Records drawn from a dataset:

=======

PR #233, opened 2020-11-28
Improve usability by throwing error messages

ashitsalesforce:
Stop processing CSV file instead of encountering an NPE if empty header column encountered.

Show error message instead of throwing IndexOutOfBoundsException if there are fewer columns in a data row than header row.


src/main/java/com/salesforce/dataloader/ui/DataSelectionDialog.java
```diff
@@ -147,9 +147,9 @@ public void run() {
                         dataReader.checkConnection();
                         dataReader.open();
 
-                        String warning = DAORowUtil.validateColumns(dataReader);
-                        if(warning != null && warning.length() != 0) {
-                            int response = UIUtils.warningConfMessageBox(shell, warning + "\n" + Labels.getString("DataSelectionDialog.warningConf"));
+                        String error = DAORowUtil.validateColumns(dataReader);
+                        if(error != null && error.length() != 0) {
+                            int response = UIUtils.errorMessageBox(shell, error);
```
jjangsfdc, line 152: This will now show an error modal instead of a warning modal. Does that `errorMessageBox` also have the same prompt buttons for the users? ie. Yes|NO, Okay|Cancel etc...
Wanted to make sure it doesn't break any existing work flow.

ashitsalesforce: That's correct. The error modal will stop the user from going forward because it has only one button "OK" which stops the user from proceeding further (unlike the warning modal). Doing so avoids the NPE that users currently encounter. The NPE occurs because the code tries to insert a cell value in a hashmap with null as the key value (the value of the header).

jjangsfdc (approved):
LGTM. Approved.

PR #235, opened 2020-12-16
Updates for v51

ashitsalesforce:
Updates for v51:
- Bump up the version number in pom.xml.
- dlbuilder.sh a simple shell script that invokes mvn directives to build the dataloader zip files.
- Upgrade Spring from v3.1.1 to v5.2.7.
- Upgrade log4j from 1.2.17 to 2.14.0. Upgrade affected files to use LogManager.getLogger(...) and also update Controller.initLog() to initialize logging.


src/main/resources/templates/process-conf.xml
```diff
@@ -3,7 +3,7 @@
     <!-- For the absolute paths below, replace with a better mechanism, eg. config.properties param for base location -->
     <bean id="maximumBatchRowsDbProcess"
           class="com.salesforce.dataloader.process.ProcessRunner"
-          singleton="false">
+          scope="prototype">
```
jjangsfdc, line 6: Could you explain about the changes?

src/test/resources/testfiles/conf/database-conf.xml
```diff
@@ -2,50 +2,50 @@
 <beans>
 <bean id="testDbDataSource"
       class="org.apache.commons.dbcp.BasicDataSource"
-      destroy-method="close">
+      destroy-method="close" scope="singleton">
```
jjangsfdc, line 5: Could you explain about the changes?

dlbuilder.sh
```diff
@@ -0,0 +1,17 @@
+#!/bin/sh -f
```
jjangsfdc, line 1: Nice 👍

jjangsfdc (commented):
Which IDE are you using? If you were using Intellij, it will help you with 'import' clean up.

src/main/java/com/salesforce/dataloader/action/AbstractAction.java
```diff
@@ -70,7 +70,7 @@
 
     protected AbstractAction(Controller controller, ILoaderProgress monitor)
             throws DataAccessObjectInitializationException {
-        this.logger = Logger.getLogger(getClass());
+        this.logger = org.apache.logging.log4j.LogManager.getLogger(getClass());
```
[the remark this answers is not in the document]
ashitsalesforce: Good call. I will withdraw this PR and resubmit with the change.

src/main/java/com/salesforce/dataloader/controller/Controller.java
```diff
@@ -82,7 +84,8 @@
 public class Controller {
 
     private static final String LOG_CONF_OVERRIDE = "log-conf.xml";
-    private static boolean isLogInitialized = false; // make sure log is initialized only once
+
+	private static boolean isLogInitialized = false; // make sure log is initialized only once
```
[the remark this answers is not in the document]
ashitsalesforce: Good catch. vi editor + use of tab created the issue. I will fix it and resubmit the PR.

src/main/java/com/salesforce/dataloader/controller/Controller.java
```diff
@@ -51,8 +51,10 @@
 import com.sforce.soap.partner.DescribeSObjectResult;
 import com.sforce.ws.ConnectionException;
 
-import org.apache.log4j.Logger;
-import org.apache.log4j.xml.DOMConfigurator;
+import org.apache.logging.log4j.Logger;
```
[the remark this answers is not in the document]
ashitsalesforce: I removed the old ones - org.apache.log4j.Logger and org.apache.log4j.xml.DOMConfigurator as they are not supported.

Rest of them are used, at least per Eclipse IDE.

src/main/java/com/salesforce/dataloader/controller/Controller.java
```diff
@@ -462,24 +465,24 @@ public static synchronized void initLog() throws FactoryConfigurationError {
...
-            logger.info(Messages.getString("Controller.logInit")); //$NON-NLS-1$
-        } catch (Exception ex) {
-            logger.error(Messages.getString("Controller.errorLogInit")); //$NON-NLS-1$
-            logger.error(ex);
-            System.exit(1);
+        File logConfXml = Paths.get(System.getProperty("user.dir"), "configs", LOG_CONF_OVERRIDE).toFile();
+        if (logConfXml.exists()) {
+        	System.setProperty("log4j.configurationFile", logConfXml.getAbsolutePath());
+        } else {
+            System.out.println("Using built-in logging configuration, no log-conf.xml in " + logConfXml.getAbsolutePath());
```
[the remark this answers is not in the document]
ashitsalesforce: I removed the else clause because the logger is not initialize at this point. A check after initialization of the logger makes the following call if logger wasn't initialized from the config file:
if (logConfigLocation == null) {
        	logger.error("Unable to initialize logging using log4j2 config file at "
        			+ logConfXml.getAbsolutePath()
        			+ ". All error messages will be logged on STDOUT.");
        } else {
        	logger.info("Using log4j2 configuration file at location: " + logConfigLocation);
        }

src/main/resources/templates/process-conf.xml
ashitsalesforce: Spring framework upgrade necessitated this change. singleton="false" is not supported in the upgraded version of Spring. Replacement attribute is scope with value "prototype" per https://stackoverflow.com/questions/49879668/singleton-false-is-no-longer-supported-in-spring-4-3-8-need-solution

src/test/resources/testfiles/conf/database-conf.xml
ashitsalesforce: The default Spring bean scope is singleton (i.e. if scope attribute is not explicitly set) per http://blog.marcnuri.com/spring-bean-scopes-guide-to-understand-the-different-bean-scopes/. Given that all other beans in the file had scope set, I added this line during Spring framework upgrade to make the scope explicit and align with its explicit setting for other beans in the same file.

dlbuilder.sh
ashitsalesforce: thanks.

ashitsalesforce:
Withdrawing the PR to make changes based on the feedback.

PR #238, opened 2021-01-06
pom.xml cleanup and related changes

ashitsalesforce:
Cleanup of pom.xml to improve maintainability. Changes include:
- remove unused obsolete profiles, plugin repos, and dependencies
- rearrange dependencies to group the depencies for testing scope together.
- update quartz scheduler and jface to the latest version.
- use local repo for SWT to be able to download the latest jar and use it instead of having to await its availability through a public maven repo, whose version numbers do not match with SWT's version numbers.
- add profile "zip" to create zip artifacts for the release.
- update dlbuilder.sh to specify zip profile explicitly.

Removed the test for Windows NSIS installer because we are not building Windows NSIS installer.


pom.xml
```diff
@@ -148,58 +103,18 @@
...
-      <artifactId>jacob</artifactId>
-      <version>${jacob.version}</version>
-      <classifier>x64</classifier>
-      <type>dll</type>
-      <scope>test</scope>
-    </dependency>
-
-    <dependency>
-      <groupId>quartz</groupId>
+      <groupId>org.quartz-scheduler</groupId>
```
jjangsfdc, line 108: I didn't know Quartz scheduler was used in DL, but okay!

jjangsfdc (approved):
Thank for you cleaning up the POM. Could we please make sure the upgraded modules like quartz, jface and etc are working as expected? Sometimes major version upgrades come with deprecated calls or isn't backward compatible. We can find all the code where they are being used and try to trigger them from the UI or CLI.

ashitsalesforce:
Hi Jae,

Thanks for a quick review. Good point about checking for any undesirable
side-effects of a version upgrade. I will do so.

Ashit

pom.xml
ashitsalesforce: I have verified by running unit tests and integration tests on Mac and manual tests on Mac and Windows.

PR #239, opened 2021-01-08
pom.xml cleanup - consistent formatting, remove unused profiles, and …

ashitsalesforce:
…dependencies

continued pom.xml cleanup - consistent formatting, remove unused profiles, and dependencies

### DIFF
--- a/pom.xml
+++ b/pom.xml
@@ -31,7 +31,6 @@
     <test.user.restricted>standard@org.com</test.user.restricted>
     <test.password></test.password><!-- use the encrypted password -->
     <test.redirect>false</test.redirect>
-
   </properties>
 
   <repositories>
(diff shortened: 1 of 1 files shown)


pom.xml
```diff
@@ -468,25 +390,7 @@
           <OSType>mac</OSType>
       </properties>
     </profile>
-    <profile>
```
jjangsfdc, line 471: win32 is old! Frankly, I don't even know if it will work in win 32bits.

pom.xml
```diff
@@ -398,57 +371,6 @@
...
-      </activation>
-      <dependencies>
-        <dependency>
-          <groupId>org.eclipse.swt</groupId>
-          <artifactId>org.eclipse.swt.gtk.linux.x86</artifactId>
-          <version>4.5.1</version>
-        </dependency>
-      </dependencies>
-    </profile>
-    <profile>
```
jjangsfdc, line 417: Removing 32 bit OS profiles - yes. I know we don't officially support Linux but there might be users who are dependent on `linux64`, maybe not. We can remove it or not, your call.

jjangsfdc (approved):

ashitsalesforce:
Thanks Jae. I decided to remove all profiles that we do not maintain/build
with to avoid confusing build failures for the community members in case
they try to build with those profiles.

Ashit

pom.xml
ashitsalesforce: Exactly. Having such obsolete profiles is confusing at best, frustrating if the community members try to use them.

=======

Task requirements -> Beginning at the line that holds "Thanks Jae. I", reproduce each line of the records above down to and including the last one.

Exercise response ->
Thanks Jae. I decided to remove all profiles that we do not maintain/build
with to avoid confusing build failures for the community members in case
they try to build with those profiles.

Ashit

pom.xml
ashitsalesforce: Exactly. Having such obsolete profiles is confusing at best, frustrating if the community members try to use them.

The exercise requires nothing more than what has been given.